C’est là l’un des bâts blessants : les artistes, a fortiori ceux issus des communautés africaines ou caraïbéennes, doivent se débrouiller tout seuls. C’était écrit en filigrane dans le bas du contrat ! Il a fallu que le gouvernement adopte des politiques générales en matière d’intégration de ses immigrants pour que les ministères concernés s’intéressent enfin à la culture de ces mêmes immigrants. C’était il y a six ans. Il a fallu que des individus, des institutions privées se battent pendant des années, pour que l’élite affiche une certaine compassion à l’endroit des cultures ethniques locales.
Lente émergence
Difficile dans ces conditions de voir émerger du bassin des artisans qui exprimeraient, épanouis, leur dualité culturelle. Les musiciens, dont la discipline est pourtant plus facile d’accès, doivent devenir homme orchestre pour parvenir à se faire connaître. Les peintres s’escriment à flatter les galeries qui, un jour, peut-être, leur ouvriront les portes. Les comédiens se rabattent sur les métiers des communications s’ils veulent payer leur loyer. Et pourtant, malgré ces constats amers, les diffuseurs de spectacles aux distributions multiethniques se multiplient, des airs de wolof s’entendent sur les ondes de Radio Canada, Louise Forestier, interprète culte, se fait porte parole du plus vieux festival de musique africaine.

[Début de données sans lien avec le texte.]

PR #3559, opened 2019-05-07
Fixes to your wipShader branch

lhog:


ModelMaterials/1_normalmapping.lua
```diff
@@ -30,10 +34,11 @@ local materials = {
 			[0] = '%%UNITDEFID:0',
 			[1] = '%%UNITDEFID:1',
 			[2] = '$shadow',
-			[3] = '$specular',
+			--[3] = '$specular',
```
sprunk: Would be good to leave a code comment here explaining why this is disabled.

lhog: Yeah, sure, later today

PR #3569, opened 2019-05-14
Shader updates

GoogleFrog:


GoogleFrog:
Seems mergable?

lhog:
Hold on when I'm back from vacation. I think I forgot to include one important fix from my local rep.

lhog:
https://github.com/ZeroK-RTS/Zero-K/pull/3573

PR #3576, opened 2019-05-25
Fixed team name side for spectator widgets

dvr333:
* Player/Team names now show on the side of the attrition and spectator panels corresponding to their start location on the map.
* Spectator Panel no longer messes with Economy Panel settings.

### DIFF
--- a/LuaUI/Widgets/gui_attrition_counter.lua
+++ b/LuaUI/Widgets/gui_attrition_counter.lua
@@ -137,10 +137,44 @@ local function GetTeamName(teamID)
 	end
 end
 
+local function GetLeftRightAllyTeamIDs()
+ 		if Spring.Utilities.Gametype.isFFA() or Spring.Utilities.Gametype.isSandbox() then
+        -- not 2 teams: unhandled by spec panels
+        return {}
+    end
+
+
+    local myAllyTeamID = 0--Spring.GetLocalAllyTeamID()
+    local enemyAllyTeamID = 1 -- FIXME assumes teams are 0 and 1
+    local myTeamID = Spring.GetTeamList(myAllyTeamID)[1]--Spring.GetLocalTeamID()
+
+    local myBoxID = Spring.GetTeamRulesParam(myTeamID, "start_box_id")
+    if not myBoxID then -- can start anywhere
+        return {0, 1} -- players see themselves on the left, maybe should `return 0, 1` (see fixme above) so everybody sees everything the same?
+    end
+
+    local myBoxRepresentativeSpotX = Spring.GetGameRulesParam("startpos_x_" .. myBoxID .. "_1")
+
+    local comparisonX
+    if Spring.GetGameRulesParam("shuffleMode") == "allshuffle" and Spring.GetGameRulesParam("startbox_max_n") > 1 then
+        -- there are multiple boxes the enemy can be in so just look where we are on the map
+        comparisonX = Game.mapSizeX / 2
+    else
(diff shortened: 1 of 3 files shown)


LuaUI/Widgets/gui_attrition_counter.lua
```diff
@@ -137,10 +137,44 @@ local function GetTeamName(teamID)
 	end
 end
 
+local function GetLeftRightAllyTeamIDs()
+ 		if Spring.Utilities.Gametype.isFFA() or Spring.Utilities.Gametype.isSandbox() then
```
sprunk: screwed up indentation here

LuaUI/Widgets/gui_attrition_counter.lua
```diff
@@ -137,10 +137,44 @@ local function GetTeamName(teamID)
...
+        -- not 2 teams: unhandled by spec panels
+        return {}
+    end
+
+
+    local myAllyTeamID = 0--Spring.GetLocalAllyTeamID()
```
sprunk: If somebody is in allyTeam 1 they won't be able to read team 0's box ID in case of shuffle

LuaUI/Widgets/gui_chili_spectator_panels.lua
```diff
@@ -904,10 +905,43 @@ local function GetWinString(name)
 	return ""
 end
 
+local function GetLeftRightAllyTeamIDs()
```
sprunk: this seems to be the same function as in the other file, should be extracted to some header

LuaUI/Widgets/gui_chili_spectator_panels.lua
```diff
@@ -983,6 +1017,7 @@ function option_CheckEnable(self)
 	if not allyTeamData then
 		return false
 	end
+
```
sprunk: random space

LuaUI/Widgets/gui_attrition_counter.lua
```diff
@@ -165,9 +199,9 @@ local function GetOpposingAllyTeams()
 		return
 	end
 	
-	if returnData[1].allyTeamID > returnData[2].allyTeamID then
-		returnData[1], returnData[2] = returnData[2], returnData[1]
-	end
+	-- if returnData[1].allyTeamID > returnData[2].allyTeamID then
```
sprunk: leave a comment on why it's disabled and how it will be useful in the future (or if it won't, remove)

LuaUI/Widgets/gui_chili_spectator_panels.lua
dvr333: Right, I meant to do that earlier. Do we have headers for team selection helper functions already?

LuaUI/Widgets/gui_attrition_counter.lua
dvr333: I've resolved this for non-spectators (since spectators should have everything), but from what I could tell things worked fine in my testing this way.

LuaUI/Widgets/gui_chili_spectator_panels.lua
dvr333: Okay, I tried this, but I don't think I know how Lua include works. Everything just broke afterwards (for some reason attrition panel is so important it breaks LuaUI if it doesn't work).

dvr333: Okay, I figured it out. I needed to return the function name.

PR #3577, opened 2019-05-26
Exposed SunChanged to gadgets

lhog:


GoogleFrog:
Did you test this? I would have expected you to need to edit the actions table.

lhog:
My bad, will fix

PR #3583, opened 2019-06-01
The great equalizer

lhog:


GoogleFrog:
I see no visual change upon enabling the new outline widget.

[infolog.txt](https://github.com/ZeroK-RTS/Zero-K/files/3244626/infolog.txt)

lhog:
Did you check out this branch and then launch the game?

GoogleFrog:
Yes.

GoogleFrog:
image

image

lhog:
The reason I was asking was because I although I checked it from mobile (so can be mistaken), but I didnt see any mentions of Custom Unit Shader gadget being loaded or failed.

GoogleFrog:
image

CUS seems to be working. I think the issue is just with the outline gadget. (You can spawn the skinned commanders with dynfancy_)

lhog:
Can you also check the deferred rendering debug widget, I updated it in this branch a bit, so it should show material indices (red color of varying intensity). It should draw bleak red shapes for units and mid-intensity or high-intensity red for features.

GoogleFrog:
image

It seems to draw everything except cloaked units, which is expected. There is a tree on the right of the screenshot.

lhog:
I'm not around my home PC to check exact pixel colors, but overall the picture looks as expected.

Since I see no critical complaints from the outline  shader or widget, and I think you have same environment (Win/Nvidia/1244 engine), then the only other likely option is that some other widget, that enabled for you and not for me, tampers OpenGL state. I'll post some debug instructions when I get back home.

lhog:
Sadly, I don't have any time today or any time soon till weekend.
Bu t can you just try to replace https://github.com/ZeroK-RTS/Zero-K/blob/3fe6243cac2cf6cfe893e9183fc0921bc8a5fa06/LuaUI/Widgets/gfx_outline_shader.lua#L409-L418
with something like this:
```
function widget:DrawScreenEffects()
	gl.Blending(false)

	gl.Texture(0, dilationColorTexes[pingPongIdx])
	gl.Texture(0, shapeColorTex)
	gl.TexRect(0, 0, vsx, vsy, false, true)
	gl.Texture(0, false)

	gl.Blending(true)
end
```

Change OUTLINE_COLOR to something like `local OUTLINE_COLOR = {1.0, 0.0, 0.0, 1.0}`

And then comment out `gl.Texture(0, dilationColorTexes[pingPongIdx])` and `gl.Texture(0, shapeColorTex)` sequentially. These two should show you the similar red-tinted picture of the same shape, except one of them will be a little bit bigger/dilated. This should prove the widget/sequence of draw calls work and the issue is elsewhere (most probably some silently broken widget of ZK).

GoogleFrog:
The strings you want me to comment out don't exist, so I assumed you meant the first two gl.Texture calls in DrawScreenEffects. Here are the results of the various combinations, where a `0` means that the line was commented out.
- 11 - Black view
- 01 - Black view
- 00 - White view
- 10 - Black view
The view here is the entirety of worldspace. If I disable the UI then the entire window is one uniform colour.

image

Are these shader errors not worrying?

lhog:
Ok let's try the following:
1) Update to https://github.com/ZeroK-RTS/Zero-K/pull/3583/commits/1f9c790220ec8a8c6d5447942076a8fa3e82db23
2) Test if it still doesn't show outline for you. Make sure you use "Outline Shader" widget
2) Un-comment https://github.com/lhog/Zero-K/blob/theGreatEqualizer/LuaUI/Widgets/gfx_outline_shader.lua#L111 or https://github.com/lhog/Zero-K/blob/theGreatEqualizer/LuaUI/Widgets/gfx_outline_shader.lua#L187 or both of them. This should break a few things in the game, but at least you should see a white outline around units. If so it's the other ZK widget/widgets that don't clean up state after themselves
3) If actions listed in the bullet above still won't render outline please go ahead and comment/uncomment this block: https://github.com/lhog/Zero-K/blob/theGreatEqualizer/LuaUI/Widgets/gfx_outline_shader.lua#L415-L437 and post screenshots of both stages here. Zoom in to one big unit, like Grizzly, so I can see if dilation and shape shaders work.

GoogleFrog:
I had some leftover files in my local luaUI/Widgets. I deleted them and outline no longer loads at all as Include is missing.

`[f=-000001] Failed to load: gfx_outline_shader.lua  ([LuaVFS::Include(synced=0)][loadvfs] file=LuaUI/Widgets/Include/LuaShader.lua status=-1 cenv=0)

lhog:
Yes it is missing in the repo.  Dunno how and when this happened. I'll fix it my evening.
Thanks for the heads up.

GoogleFrog:
Seems to work. The outlines are quite wide and jagged.

image

lhog:
Yes they are going to look a bit jagged,  because default frame buffer uses multi sampling (MSAA) and deferred buffers don't. This is engine limitation due to performance concern s and concerns related to the fact that almost no one in the community knows how to deal with MSAA textures. There is not too much I can do about it (I tried), except perhaps I can run blur of the edges. The problem - it is another full screen render pass and the widget is supposed to be fast. 

Also glResetState is a terrible hack. It was meant to be there only to prove that some other widget craps into the state without cleaning after themselves. It is going to break the rendering of many things including outline.  Point is don't use it in production.  Rather we should find the offending widget and patch it up.

GoogleFrog:
As far as I can tell this is done, apart from removing the gl.ResetState at the end of widget:DrawWorld(). I found that outlines would break startboxes, custom formation dots, and facplop (with an unselected commander) without it.

lhog:
Interesting... It should be possible to fix these widgets with one or a few lines of code. I will have a look today evening or over the weekend.

GoogleFrog:
Shouldn't outlines clean up its state? I suspect that it is changing something that no widget has expected to be changed in the gl state, so Outlines could break any number of widgets based on load order.

lhog:
It should and it does as far as I'm aware.  The fact that other widgets break doesn't prove much to me. Each case needs to be reviewed individually.  It is totally possible that uncleaned state in one widget cause outline to output something that breaks third widget.

If I don't clean something up it is going to be a bug.

GoogleFrog:
To be clear, the bugs disappear when `gl.ResetState()` is added to the end of DrawWorld in the outline widget.

lhog:
I think I found the reason for unexpected behavior. Other widgets relied on gl.Blending to stay on.
Please check yourself as I couldn't reproduce startboxes and plop widgets issue locally (startboxes only appear in multiplayer for me and for plop I couldn't see what the issue was).

In any case I also intend to rework default CUS shader quite a bit in two ways:
1) Place more attachment points to "plugins", so materials have more freedom to define the way they are supposed to look
2) Enable widget to CUS feedback, so I the highlight of metal features can be integrated into wreck materials.

GoogleFrog:
How are you running ZK? You should be launching in a chobby environment so you have the correct settings and can change map/AI easily.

Les clichés éculés s’étiolent. Si les Africains ne sont plus les seuls à jouer du tambour, ils doivent pouvoir maintenant intervenir aux différentes étapes administratives et stratégiques qui servent leur pairs, strates jusqu’alors réservés aux seuls Québécois de souche. Les artistes venus du Sud entendent jouer avec les règles du jeu du Nord… et se démarquer. Petit à petit, ils acquièrent la crédibilité qui leur était jusqu’à ce jour refusée. Au même moment, les spectateurs ne sont plus simplement avides d’exotisme, ils ne se formalisent plus des seules différences. Ils recherchent une tonalité, un esprit qui leur ressemble, dans lesquels ils se retrouvent. Étrangement, les plus lents à suivre cette tendance sont les représentants du merveilleux monde des communications qui, submergés qu’ils sont des produits hollywoodiens au sens large, ne prennent pas le temps de sentir le vent tourner.
Quelque soit l’évolution des cultures québécoises de souche ou d’adoption, il est clair que leur métissage devient essentiel aussi pour la survie d’une francophonie mythique qui, si nous y travaillons, pourrait devenir autre que diplomatique. Dans ce cadre, le Québec en général (et Montréal en particulier) se place en alternative harmonieuse pour pallier une France honteuse de son passé et à un Oncle Sam générateur de culture populaire prémâchée.